I am ignoring it all in favor of the continued balmy autumn days, and really could have taken another few days down in Monterey. But, alas, the rain was coming, and aside from that, I had to get back to my reading, my novel, and my blog… but hope you all had a lovely grateful weekend.

I suppose everyone has heard by now that there is going to be a Buffy graphic novel series. Okay, let’s just all say it — Comic Book. If someone (ahem, a. fortis!) can explain to me the difference between a graphic novel and a comic book, I’d love to hear it. At any rate, untold millions are blissed out that Buffy’s back. Season 8: The Graphic Novel. Sadly, no word yet of a musical within a comic book…

I wonder if this Buffy thing is part of the push to get girls involved in reading graphic novels. DC Comics has joined with Alloy Entertainment (eek, remember them from the Kaavya Viswanathan episode?) to come up with something just for girls called Minx Books. *Exciting Genre Crossover Alert!* Minx’s first graphic novel is called The P.L.A.I.N. Janes, and is written by Cecil Castellucci… and illustrated by Jim Rugg, who has his own comic creds firmly intact. This will be released in May of next year. Exciting, as it is said that this is DC’s biggest push in the last 30 years! Though this is all very cool, Minx is still a ways behind my girl Pancha who has been doing the girl+graphics thing since I met her in grad school in 2002. At any rate, happy graphic novels to all the girls — anything that encourages readers and artists is great.

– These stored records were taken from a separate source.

PR #1196, opened 2020-11-20
[WIP] Fix colum_names always as list of str

### LINKED ISSUE #1190: [BUG] bc.describe_table crashes for cudf and dask_cudf tables
Running `bc.describe_table()` for a table that is from a `cudf` or `dask_cudf` dataframe fails.

This is because the variable `column_names`  for the table is a string, where as for a file table `column_names` is in bytes (encoded string).

We should fix this by making sure that `column_names` is always a string. We need to make sure to fix this in the `describe_table` function and anywhere we use that variable.

Christian8491:
This PR closes #1190


pyblazing/pyblazing/apiv2/context.py
```diff
@@ -2193,6 +2193,9 @@ def create_table(self, table_name, input, **kwargs):
                     row_groups_ids.append(row_group_ids)
                 table.row_groups_ids = row_groups_ids
 
+            # want all `column_names` be a list of strings
+            table.column_names = [i.decode() for i in table.column_names]
```
williamBlazing, line 2197: This should be handled at the source. Where is column_names being set originally? Please fix this at the source.

williamBlazing (changes requested):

Via Jen Robinson’s Book Page, a very interesting piece on Linda Sue Park’s time on the National Book Award committee. And yes, they read Every Single Book that is nominated for the award. So I shall no longer look around, bug-eyed, over the mere eighty I am called to read for the Cybils… Speaking of which, we were Review of the Day on the Cybils board on Friday. Yay! I think it’s a neat idea to showcase all of the reading and critiquing and blogging that’s gone on from all of us. This is a huge team effort, and it’s going to be fun to see it all pulled together… Meanwhile, over at Chasing Ray, we discuss adults reviewing YA books — are adult readers/reviewers really too old to think like teens and do we review books about YA sexuality fairly, given our not being the age of the author’s intended audience? I’m giving that some serious thought, especially in reference to the Cybils. Hmm.

The buzz on Cathy’s Book is pretty good, surprisingly. Despite the high degree of product placements that make it read like an ad, the plot as reviewed by The Chronicle is reportedly mostly okay. This is a book that I’ve wanted to read since I heard about it, because of the neat Web connections, etc. that were intended to deepen the mystery. It’s on my ever-lengthening to-be-read list…

Now, here’s something interesting. The Book Standard has book video awards for teen novels. Starting this week, they’ll begin the judging. It’s an interesting idea to get readers acquainted with books; I’ll be interested as the whole book video thing gets off the ground to see how successful it is for YA. (Via Bookshelves of Doom.)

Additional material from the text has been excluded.